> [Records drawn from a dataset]
PR #824, opened 2022-10-13
Wallet offers query

alchemistgo87:


crates/core/src/db/queries/wallet.rs
```diff
@@ -8,14 +8,14 @@ use diesel::{
...
     db::{
-        models::{CollectedCollection, CreatedCollection, WalletActivity},
+        models::{CollectedCollection, CreatedCollection, Offer, WalletActivity},
         Connection,
     },
     error::prelude::*,
 };
 
 const ACTIVITES_QUERY: &str = r"
-SELECT listings.id as id, metadata, auction_house, price, auction_house, created_at, marketplace_program,
```
kespinola, line 18: Why the remove of auction_house?

crates/graphql/src/schema/objects/ah_offer.rs
```diff
@@ -36,6 +36,15 @@ impl Offer {
         &self.buyer
     }
 
+    async fn buyer_wallet(&self, ctx: &AppContext) -> Wallet {
+        let twitter_handle = ctx
+            .twitter_handle_loader
+            .load(self.buyer.clone())
+            .await
+            .unwrap_or_default();
```
kespinola, line 44: Is the unwrap_or_default needed? Wallet second parameter already accepts Option<String> which is the return of the loader.

crates/graphql/src/schema/objects/wallet.rs
```diff
@@ -366,6 +366,24 @@ impl Wallet {
             .map_err(Into::into)
     }
 
+    pub fn offers(
+        &self,
+        ctx: &AppContext,
+        offer_type: Option<String>,
```
kespinola, line 372: Lets do a graphql enum type here. And then can have a from trait that converts to a string for the query.

kespinola (changes requested):
Some questions and request for enum type for offer_type. nj.

crates/core/src/db/queries/wallet.rs
alchemistgo87: Because it was written twice in the query.

crates/graphql/src/schema/objects/ah_offer.rs
alchemistgo87: Yes, otherwise it will send a result type and give the following compile time error:

```rust
mismatched types
expected enum `std::option::Option<_>`
   found enum `std::result::Result<std::option::Option<_>, batcher::Error>`
```

kespinola (approved):

mpwsh (approved):

Issue #746, opened 2023-08-11
[torii] Accept Scarb.toml env in cli commands


ponderingdemocritus:
**Is your feature request related to a problem? Please describe.**
LIke sozo, torii should accept the world address/manifest in the Scarb.toml if it exists

**Describe the solution you'd like**

**currently have to:**
`torii --manifest target/dev/manifest.json --world-address 0x789c94ef39aeebc7f8c4c4633030faefb8bee454e358ae53d06ced36136d7d6`

**wishing for:**

`torii`

The command should pick up manifest and world-address in the Scarb.toml

rkdud007:
Hi, i can give it a try :)

ponderingdemocritus:
please do!

PR #756, opened 2023-08-13
torii-cli base on env

rkdud007:
#746 

- The `world_address` or manifest path can be optionally passed.
- If `world_address` is not provided, obtain the `env_metadata` from `scarb.toml` to retrieve the `world_address`.
- If the manifest path is not provided, retrieve the manifest from `target/dev`.


crates/torii/src/cli.rs
```diff
@@ -29,13 +35,79 @@ mod types;
 #[cfg(test)]
 mod tests;
 
+pub(crate) fn dojo_metadata_from_workspace(ws: &Workspace<'_>) -> Option<DojoMetadata> {
+    Some(ws.current_package().ok()?.manifest.metadata.dojo())
+}
+
+#[derive(Default, Deserialize, Debug, Clone)]
+pub(crate) struct DojoMetadata {
```
kariy, line 43: This introduces duplication as now we have two definitions of `DojoMetadata`. For now, we can move this struct and its related stuff to the `dojo-world` crate under `metadata`  module or something.

crates/torii/src/cli.rs
```diff
@@ -78,13 +165,35 @@ async fn main() -> anyhow::Result<()> {
...
+        let ws = scarb::ops::read_workspace(config.manifest_path(), &config)?;
+
+        // TODO: Check the updated scarb way to read profile specific values
+        dojo_metadata_from_workspace(&ws).and_then(|inner| inner.env().cloned())
     } else {
-        Manifest::default()
+        None
+    };
+
+    println!("{:?}", env_metadata);
```
kariy, line 181:
```suggestion
```

crates/torii/src/cli.rs
```diff
@@ -29,13 +35,79 @@ mod types;
...
+
+#[derive(Default, Deserialize, Clone, Debug)]
+pub struct Environment {
+    rpc_url: Option<String>,
+    account_address: Option<String>,
+    private_key: Option<String>,
+    keystore_path: Option<String>,
+    keystore_password: Option<String>,
+    world_address: Option<String>,
+}
```
lambda-0x, line 55: instead of copying we can move this from sozo, to a crate which both `sozo` and `katana` uses. from a quick look there is `dojo-world`. 

katana doesn't depend on `dojo-types` but maybe we should move this to there and take its dependency in katana.

crates/torii/src/cli.rs
```diff
@@ -78,13 +165,35 @@ async fn main() -> anyhow::Result<()> {
...
     } else {
-        Manifest::default()
+        None
+    };
+
+    println!("{:?}", env_metadata);
+
+    if manifest_path.ends_with("Scarb.toml") {
+        manifest_path.pop();
+        manifest_path.push("target/dev/manifest.json");
```
kariy, line 185: While we're already have the `scarb`'s `Workspace`, we can avoid hardcoding and generalize the path to `manifest.json` by using `Workspace::target_dir()`. Can refer to how it's done for `sozo migrate` here: 

(although we should propagate the error instead of unwrapping)

https://github.com/dojoengine/dojo/blob/2caa5537a248619526cd2f8e0c57025736aade74/crates/sozo/src/commands/migrate.rs#L37-L40

crates/torii/src/cli.rs
rkdud007: make sense, I would maybe put Environment / DojoMetatdata at `dojo-types` and make `sozo` and `katana` and `torii` all dependent on that type

crates/torii/src/cli.rs
```diff
@@ -50,6 +122,21 @@ struct Args {
     start_block: u64,
 }
 
+fn address(arg: &Args, env_metadata: Option<&Environment>) -> Result<FieldElement, Error> {
```
kariy, line 125: Seems like the same logic that `sozo` use to fetch `world_address` can also be applied here for `torii`. Maybe to keep things DRY we can import [`WorldOptions`](https://github.com/dojoengine/dojo/blob/2caa5537a248619526cd2f8e0c57025736aade74/crates/sozo/src/commands/options/world.rs#L11) for this.

crates/torii/src/cli.rs
```diff
@@ -78,13 +98,29 @@ async fn main() -> anyhow::Result<()> {
...
+    let config = Config::builder(manifest_path.clone())
+        .log_filter_directive(env::var_os("SCARB_LOG"))
+        .build()?;
+    let ws = scarb::ops::read_workspace(config.manifest_path(), &config)?;
+    let target_dir = ws.target_dir().path_existent().unwrap();
+    let target_dir = target_dir.join(ws.config().profile().as_str());
+    let manifest = Manifest::load_from_path(target_dir.join("manifest.json"))
+        .expect("Failed to load manifest");
+
+    // Get world address
```
rkdud007, line 112: First check world_address is passed at argument
Second if not, get address from manifest
Third if not, get address from dojo env metadata from scarb.

crates/torii/src/cli.rs
```diff
@@ -50,6 +56,20 @@ struct Args {
     start_block: u64,
 }
 
+fn address_from_dojo_metadata(env_metadata: Option<&Environment>) -> Result<FieldElement, Error> {
```
kariy, line 59:
```suggestion
fn address_from_dojo_metadata(env_metadata: Option<&Environment>) -> anyhow::Result<FieldElement> {
```

crates/torii/src/cli.rs
```diff
@@ -78,13 +98,29 @@ async fn main() -> anyhow::Result<()> {
...
+    // Load manifest
+    let manifest_path = scarb::ops::find_manifest_path(None)?;
+    let config = Config::builder(manifest_path.clone())
+        .log_filter_directive(env::var_os("SCARB_LOG"))
+        .build()?;
+    let ws = scarb::ops::read_workspace(config.manifest_path(), &config)?;
+    let target_dir = ws.target_dir().path_existent().unwrap();
+    let target_dir = target_dir.join(ws.config().profile().as_str());
+    let manifest = Manifest::load_from_path(target_dir.join("manifest.json"))
+        .expect("Failed to load manifest");
```
kariy, line 110:
```suggestion
    let manifest = Manifest::load_from_path(target_dir.join("manifest.json"))?;
```

crates/torii/src/cli.rs
```diff
@@ -78,13 +98,29 @@ async fn main() -> anyhow::Result<()> {
...
 
-    let manifest = if let Some(manifest_path) = args.manifest {
-        Manifest::load_from_path(manifest_path).expect("Failed to load manifest")
+    // Load manifest
+    let manifest_path = scarb::ops::find_manifest_path(None)?;
+    let config = Config::builder(manifest_path.clone())
+        .log_filter_directive(env::var_os("SCARB_LOG"))
+        .build()?;
+    let ws = scarb::ops::read_workspace(config.manifest_path(), &config)?;
+    let target_dir = ws.target_dir().path_existent().unwrap();
```
kariy, line 107:
```suggestion
    let target_dir = ws.target_dir().path_existent()?;
```

kariy (changes requested):

kariy (approved):
lgtm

> [Your task] The lines you need are those containing "give"; find them in the records and copy them.

> [Exercise solution]
alchemistgo87: Yes, otherwise it will send a result type and give the following compile time error:
Hi, i can give it a try :)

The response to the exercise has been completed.